In 2010, the researcher Ardem Patapoutian, born in Beirut in 1967, discovered a new class of sensors with the help of pressure-sensitive cells that react to mechanical stimuli in the skin and internal organs. The name of these so-called piezo channels is derived from the Greek word for pressure. He also identified the right gene from a number of possible candidates – but by switching off the genes one by one in the already pressure-sensitive cells.

A basis for further research

With their basic research, the two Nobel Prize winners also paved the way for developing better drugs in the future, for example for chronic pain. In the meantime, many other variants of the receptors have been found that are involved in different bodily processes. For example, the cold receptor TRPM8, which Julius and Patapoutian discovered independently based on their reaction to menthol. Nowadays, research approaches for the treatment of high blood pressure or problems with breathing and urination are based, among other things, on this basic research.

David Julius

David Julius is an American molecular biologist. He was born on November 4, 1955 in New York. In 1977 he received his Bachelor in Life Sciences from the Massachusetts Institute of Technology (MIT) in Cambridge. He received his PhD in biochemistry from the University of California at Berkeley in 1984. Since 1990 he has worked as a lecturer at the University of California (UCSF), where he heads the Department of Physiology. Julius is the editor of the renowned annual review of Physiology.

The scientist has already received several awards and prizes for his work. Among other things, in 2019 the “Breakthrough Prize” of the American Institute of Physiology, endowed with three million US dollars. In the same year, he and Ardem Patapoutian won the 49th Rosenstiel Award for his work in basic medical research for fundamental and extensive studies on the molecular mechanisms of touch, temperature and pain.
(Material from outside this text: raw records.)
PR #1037, opened 2026-08-04
Hotfix/assets-1022: not all assets published

Dead0utside:
Hopefully a robuster fix for #1022 

Prevent JavaScript heap exhaustion (FATAL ERROR: Reached heap limit)
during the view sync by streaming file export instead of loading and
transforming every file of an asset batch at once.

- Drop `files: true` from the main asset query and stop building a file
  array in preparePublishedData(); the source result, transformed copies
  and Prisma insert payload are no longer retained simultaneously.
- Add exportFiles(), called from the outer batch loop after exportAssets()
  so the asset/contact arrays are collectible before file rows are fetched.
- Filter publishable files in the database (Normal for normalFiles assets,
  Legal for legalFiles assets); non-publishable files never load their
  large JSON columns (fulltextContent, pageRangeClassifications,
  pageDimensions).
- Fetch ids first, then process in fixed chunks of FILE_CHUNK_SIZE (10):
  fetch -> transform -> insert (skipDuplicates) -> drop refs -> next chunk.
- Add process.memoryUsage()/V8 heap-limit diagnostics per chunk and per
  asset batch; no payload-size estimation, no global.gc(), no reliance on
  --max-old-space-size.

### DIFF
--- a/apps/sync-asset-sg/src/core/export-to-view.service.spec.ts
+++ b/apps/sync-asset-sg/src/core/export-to-view.service.spec.ts
@@ -58,7 +58,7 @@ function file(id: number, assetId: number, type: 'Normal' | 'Legal', overrides: 
     id,
     assetId,
     type,
-    size: 1n,
+    size: BigInt(1),
     fulltextContent: null,
     pageRangeClassifications: null,
     pageDimensions: null,
--- a/apps/sync-asset-sg/src/core/export-to-view.service.spec.ts
+++ b/apps/sync-asset-sg/src/core/export-to-view.service.spec.ts
@@ -1,0 +1,334 @@
+import { SyncConfig } from './config';
+import { ExportToViewService } from './export-to-view.service';
+
+// Suppress log output during tests
+jest.mock('./log', () => ({
+  log: jest.fn(),
+}));
+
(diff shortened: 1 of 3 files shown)


apps/sync-asset-sg/src/core/export-to-view.service.spec.ts
```diff
@@ -0,0 +1,334 @@
+import { SyncConfig } from './config';
+import { ExportToViewService } from './export-to-view.service';
+
+// Suppress log output during tests
+jest.mock('./log', () => ({
+  log: jest.fn(),
+}));
+
+// Keep this in sync with FILE_CHUNK_SIZE in export-to-view.service.ts.
+const FILE_CHUNK_SIZE = 10;
```
uhon: We should share this constant in `sync-asset-sg/src/core/config.ts` or create a new constants file in `sync-asset-sg`

uhon: and the chunk size seems rather small. With around 4000 assets this means many round-trips. I'd set it to at least 100 and check the memory stats tomorrow

uhon (changes requested):
Looks good. Please see my note on the batch size.

uhon (approved):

The “Kavli Prize for Neurosciences” followed in 2020 and the “Frontiers of Knowledge Award in Biology and Biomedicine” in 2021.

David Julius teaches at the University of California and is one of the two distinguished scientists in the Medicine category.

Image: via REUTERS

Ardem Patapoutian

Ardem Patapoutian is a Lebanese-American molecular biologist and neuroscientist. He was born in 1967 in the Lebanese city of Beirut. Before he emigrated to the United States in 1986, he attended the university in his hometown. In 1990 he earned a bachelor’s degree in cell and developmental biology from the University of California at Los Angeles. His scientific doctoral degree in biology followed in 1996 at the California Institute of Technology. Since receiving this award, he has been working at the “Scripps Research Institute”, where he received a professorship in 2000. Between 2000 and 2014 he also carried out research for the “Novartis research Foundation” and, from 2014, for the “Howard Hughes Medical Institute”.
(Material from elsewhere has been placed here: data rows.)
PR #1043, opened 2026-08-14
chore/Assets-997: update pdfjs to version 6

Dead0utside:
chore(pdf-viewer): update pdfjs-dist to version 6; Fix breaking changes

### DIFF
--- a/apps/client-asset-sg/project.json
+++ b/apps/client-asset-sg/project.json
@@ -26,7 +26,7 @@
           },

Ardem Patapoutian is mainly concerned with signal transmission and sensor technology in the human body. His focus is on the conversion of mechanical stimuli such as temperature, touch and pain into biochemical signals. In this research area, he has already made several insightful contributions to the recognition of novel ion channels and receptors.
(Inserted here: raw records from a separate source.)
Issue #1045, opened 2026-08-17
Investigate and handle Cypress cybersecurity outage impact


Dead0utside:
Cypress security incident notice: August 7th, 2026
We are writing to make you aware that we are investigating a security incident affecting a third party analytics service we use, Metabase. Our investigation is ongoing. We will share updates about the incident and our response as they become available.
What happened
On August 6, 2026, Cypress was notified that a previously unknown vulnerability in the vendor's cloud platform was exploited. The vendor published a public disclosure here: [Metabase security update](https://url9123.cypress.io/ls/click?upn=u001.3Yz-2BTUXDcTxzgVQ-2FtFHxxyeXiLw6mPl6nR3r4pQWsb9q5MBmhRFVwzZ-2B8stVmwFDOEDKzxTrpMIfY-2FFNvSw0Ww-3D-3DiOjW_M2-2Fja47ixAyW8uglAsVxDEO7eSsb2vptnI0LGAD3UsKWKuM4BVakvHhD6HoiLoxWCv48a-2Fec9ypGjkZez-2BiAL3XMOoTNNuLsEi3hu65XZLIxJu8n8kAjfJ58TiHw8uffcgfkLADFytQ9ELqs5dw653CklYPVNNwpDhS3tGCwylQ63ZOyCp9XqlkUMfqBmtVejQP6pm6QNh9DZr4ck8kVH-2B6niRVrndFmmcrTsSWOjgR33CB1StFk0-2BtkSobpy-2FiXl0upkX2GkHGDen2AHIXS3yLRqMeAFb-2BXAKUvt9A9nEstlcId55w7IrjbFprcr5Pg4HqgHr-2BueZqdUGk2Z87JbJjSJVMAS0213NqZBwhLbeLVx58Zfn2LncoyDvE9y5V8). Based on the vendor's representations, we understand that the vendor has since patched the vulnerability and invalidated all active sessions.
We began our response and investigation immediately after being notified by the vendor with the assistance of external cybersecurity experts. As mentioned above, our investigation is in the early stages, and we have found no evidence of ongoing unauthorized access to our systems. We are in the process of investigating the full scope and impact of the incident.
What this may mean for you
As a precaution, Cypress is in the process of revoking the authorization tokens used to sign in to Cypress Cloud. As a result, you may be asked to sign in again, and GitHub may send you a routine notification that access was revoked.
What was not involved
[...]

PR #1046, opened 2026-08-18
Fix/assets-867: Stabilize Cypress E2E tests, improve test infrastructure and harden CI secret handling

Dead0utside:
#867 
#1045

This PR stabilizes the Cypress E2E test suite and improves the overall test structure and maintainability.

Main changes include:
- replacing fixed cy.wait(...) calls with deterministic request- and state-based synchronization
- introducing reusable Cypress helpers for selectors, Material components, API requests and common page interactions
- replacing brittle structural/framework-specific selectors with stable data-testid attributes
- fixing session/authentication handling and token validation
- improving fixture setup and cleanup, including reliable restoration after mutating tests
- increasing Cypress timeouts and adding retries for CI runs
- fixing several tests whose previous assumptions no longer matched the actual application behavior
- improving classification tests so they reflect the current API state rather than stale fixture output
- removing unused Cypress component-test infrastructure and adding Jest tests for Cypress support logic
- fixing unnecessary DOM recreation in the asset file list by adding a stable trackBy
- moving the Cypress Cloud record key from the CLI argument to the CI environment to reduce unnecessary secret exposure

The main goal is to restore a consistently passing E2E suite while making the tests less dependent on timing, DOM implementation details and duplicated test logic.


uhon (approved):
Overall, it looks solid. Good that common helpers were separated and are reusable by future tests now.

Since it works and is a major improvement, i'll approve.

Informational:

Some Medium-severtiy issues AI review showed:

```
1.  deselectAllOptions  — infinite loop risk ( cypress/support/material.ts )
The  deselectNext  loop only terminates when  aria-selected="true"  options reach zero. Since the comment acknowledges elements are re-rendered/detached between clicks,  aria-selected  can be transiently stale, causing the same option to appear selected indefinitely. No max-iteration guard exists — this will silently hang until Cypress's overall timeout.

Fix: Track a max click count (= initially selected count) and throw a descriptive error if exceeded.

────────────────────

2. Intercept alias collision in  searchAndSelectAssetById  ( cypress/support/api.ts ,  cypress/support/pages/assetSearch.ts )
 interceptAsset  and  interceptAssetSearch  both use hardcoded aliases ( @asset ,  @assetSearch ). When  searchAndSelectAssetById  registers  @asset  before calling  searchAssetById  (which re-registers  @assetSearch ), the  @asset  intercept can fire during the search results render (before the click), causing  waitForSuccess  to match the wrong/already-consumed request.

Fix: Generate unique aliases per call (e.g., include the asset ID), or register  interceptAsset  only immediately before the click that triggers the asset load.

────────────────────

3. Timeout misconfiguration in  waitForEditorRoute  ( cypress/support/pages/assetSearch.ts )
 waitForEditorRoute  uses a 10,000 ms budget, but  defaultCommandTimeout  is set to 15,000 ms in this same PR. The very first  cy.location()  call can legally block for 15 s internally, exceeding the entire  waitForEditorRoute  timeout before it even starts polling — causing all retry attempts to fail immediately on slow CI.

Fix: Raise  timeout  to  20,000 + ms, or replace the manual polling loop with  cy.location('pathname').should('include', ...)  using an explicit timeout.

```

Nothing that crutial, but might be relevant if tests start to fail again in the future.
Can't decide whether it is worth fixing now, considering the limited budget.

Dead0utside:
> Nothing that crutial, but might be relevant if tests start to fail again in the future. Can't decide whether it is worth fixing now, considering the limited budget.

Thank you for your review. Since the budget is limited and the primary task was to make the tests pass again, I suggest making a note to come back to this PR in case tests start failing again. For now I'll just merge it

In 2017 Patapoutian received the “W. Alden Spencer Award”, in 2019 the “Rosenstiel Award”, in 2020 the “Kavli Prize for Neuroscience”, and the “BBVA Fundation Frontiers of Knowledge Award” in biology and biomedicine.

Ardem Patapoutian and his research colleague David Julius discovered human temperature and tactile sensors for the first time. Together they received the Nobel Prize in Medicine in 2021 for their discovery.

Ardem Patapoutian is a molecular biologist and neuroscientist and teaches at the Howard Hughes Medical Institute, among others.

Image: EPA

Awards ceremony in December

As in the previous year, the prestigious award is endowed with ten million Swedish kronor (around 980,000 euros) per category. In 2020 the Americans Harvey J. Alter and Charles M. Rice as well as the British Michael Houghton were awarded the prize for the discovery of the hepatitis C virus. The Nobel Prizes, which have now been awarded for 120 years, are traditionally presented on December 10th, the anniversary of the death of the founder Alfred Nobel.